Welcome back fellow Rustaceans 🦀

In the last article, we learned how different languages move around variables allocated on heap memory. Then we looked at how this memory is allocated and freed in different languages. Before we look at how all of this is done in Rust, we will look at our first heap-allocated type in Rust: Strings. Strings are like dynamic arrays of chars. They can grow and shrink in size, and they offer a variety of methods for manipulation.

In Rust, we use the String type to represent strings. To create a string in Rust, you can use the from method of the String type from the Rust standard library. When we call this method, the Rust library internally allocates memory on the heap and initializes it with the content passed to the from method.

let mut my_string = String::from("Rust🦀"); 

One of the things you will notice is that we can have emojis as part of strings. So awesome, right? Well, if you remember what we learned in day 5 of this series, Rust's char type is not limited to a single byte. Instead, it represents a single Unicode Scalar Value. Similar to Rust chars, Rust strings are not limited to ASCII chars and can represent UTF-8. This ensures your Rust programs can handle text from around the world!

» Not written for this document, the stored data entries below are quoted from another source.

PR #6650, opened 2016-03-02
remove '@' from request name

### LINKED ISSUE #6637: ReqMgr2 request name structure
Antanas created a new reqmgr2 request today:
pdmvserv@vocms081.cern.ch_SUS-RunIIWinter15pLHE-00232_00146_v1__160226_103421_890

using this DN:
https://cmsweb.cern.ch/sitedb/prod/people/pdmvserv%40vocms081.cern.ch

Since we don't have the same username registration as we do for reqmg (oracle), I believe we are somehow getting the sitedb "username" or so, to prepend to the request name.

ticoann:
fixes #6637

### DIFF
--- a/src/python/WMCore/ReqMgr/DataStructs/Request.py
+++ b/src/python/WMCore/ReqMgr/DataStructs/Request.py
@@ -18,6 +18,7 @@ TODO/NOTE:
 import time
 import cherrypy
 from WMCore.ReqMgr.DataStructs.RequestStatus import REQUEST_START_STATE
+from WMCore.ReqMgr.DataStructs.RequestError import InvalidSpecParameterValue
 
 def initialize_request_args(request, config, clone = False):
     """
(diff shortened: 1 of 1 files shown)


ticoann:
@amaltaro, please review

src/python/WMCore/ReqMgr/DataStructs/Request.py
```diff
@@ -70,8 +70,12 @@ def generateRequestName(request):
     current_time = time.strftime('%y%m%d_%H%M%S', time.localtime(time.time()))
     seconds = int(10000 * (time.time() % 1.0))
     request_string = request.get("RequestString", "")
+
     if request_string != "":
         request["RequestName"] = "%s_%s" % (request["Requestor"], request_string)
```
amaltaro: Instead changing the fina request name, how about we change this line to:
`request["RequestName"] = "%s_%s" % (request["Requestor"].split('@')[0], request_string)`
?

One more unrelated comment, I'd enforce a RequestString to be provided. Don't ask me for a reason, but it sounds more clear and... organized than having a "amaltaro_160302_1233_43" :-)

ticoann: I the example case, Requestor is pdmvserv@vocms081.cern.ch,  so pdmvserv is enough information that it is from host cert, right? I can change that.
 
Changing final case would be the same result unless there are other string includes '@' (Which shouldn't be the case anyway) Or we can created the lexicon for RequestString and prevent getting '@'. I guess you prefer second option

amaltaro: Yes, pdmvserv would be enough.

> Or we can created the lexicon for RequestString and prevent getting '@'. I guess you prefer second option
Sounds good to me as well. But we can make it for the next deployment IMO, a) enforce a RequestString and b) prevent such chars (@)

ticoann:
@amaltaro Alan, I updated the code. Please review.
I couldn't force RequestString in spec since tier0 doesn't use that. \
Also I just check "@' for validation, we can update lexicon if you know exactly what is allowed. I think it shouldn't allow '_'.  Let me know.

amaltaro:
Fix looks good Seangchan. RequestString is not enforced in the spec, but it's mandatory here generating the request name. I'm not sure whether it will cause problems to Tier0 then?

ticoann:
It shouldn't cause the problem in Tier0 since this function is only used in reqmgr2. What I said was if we enforce this in StdSpec.py, it might cause the problem in Tier0.

ticoann:
tested in vm

PR #6656, opened 2016-03-03
switch to PyCondor plugin

ticoann:
@amaltaro, Alan please review


amaltaro:
Sounds good, Seangchan! I didn't create this patch before because we may still need to deploy 1.0.12 agent out there.

ticoann:
Ah yes, I didn't think about that. You are right. We should merge this only we will switch to new Agent. Thanks

amaltaro:
I guess we can merge it now, no hurry though :-)

Issue #6662, opened 2016-03-03
ReqMgr2 does not accept MaxRSS per task


amaltaro:
```
  File "/data/srv/HG1603e/sw/slc6_amd64_gcc493/cms/reqmgr2/1.0.14.pre6/lib/python2.7/site-packages/WMCore/ReqMgr/Service/Request.py", line 394, in _updateRequest
    workload.updateArguments(request_args)
  File "/data/srv/HG1603e/sw/slc6_amd64_gcc493/cms/reqmgr2/1.0.14.pre6/lib/python2.7/site-packages/WMCore/WMSpec/WMWorkload.py", line 1739, in updateArguments
    self.setupPerformanceMonitoring(int(kwargs["MaxRSS"]),
TypeError: int() argument must be a string or a number, not 'dict'
```

ticoann:
When does this happen? How kwargs["MaxRSS"] is dict not number?

ticoann:
Never mind I found the example. :smile: I will try to fix this on time.

ticoann:
fix is added #6666

ticoann:
Alan, does this fixed now in testbed?

amaltaro:
Yep, worked like a charm! Thanks, Seangchan!

amaltaro:
Oups, I tested in reqmgr (one), not reqmg2. Leave it open until I get that test done in reqmgr2 please :)

amaltaro:
Thanks, Seangchan! It's fixed!

PR #6666, opened 2016-03-03
fix overwritting site whitelist and refactor code

### LINKED ISSUE #6658: SiteWhiteList is overwritten after initial creation in reqmgr2
It seems sitewhite list is initially created correctly but gets overwritten later with empty list. 

https://reqmgr2-dev.cern.ch/couchdb/_utils/document.html?reqmgr_workload_cache/sryu_MonteCarloFromGEN_Sryu_reqmgr2_160303_071533_4152

ticoann:
fixes #6658 and #6662


ticoann:
Still running the test. @amaltaro, Alan please review.
Splitting updates has different api so only update params happens assignment state (just added assignment approved as well since we could update there too. Although we are not doing that)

Now let's try to access the first element of the string. From what we know in C, strings can be thought of as arrays of char and can be accessed using indexes. Let's try that in Rust:

let mut message = String::from("Rust🦀"); 
println!("First elemnt of message is {}", message[0]); 

Okay, the Rust compiler is not Happy again, Can you guess why?

First, let me ask you a question: what is the size or length of this string? You might say 4 single-byte chars plus whatever the size of the 🦀 is. Well, here's your answer! Strings can have elements of varying sizes. Using the same size for all char representations would waste a lot of memory. For example, to represent the 🦀 Rust needs 4 bytes, but R can be represented using a single byte. This means that elements in a Rust string are not all of the same size, and we cannot access them using indexing directly, as rust does not know what the right index boundary should be.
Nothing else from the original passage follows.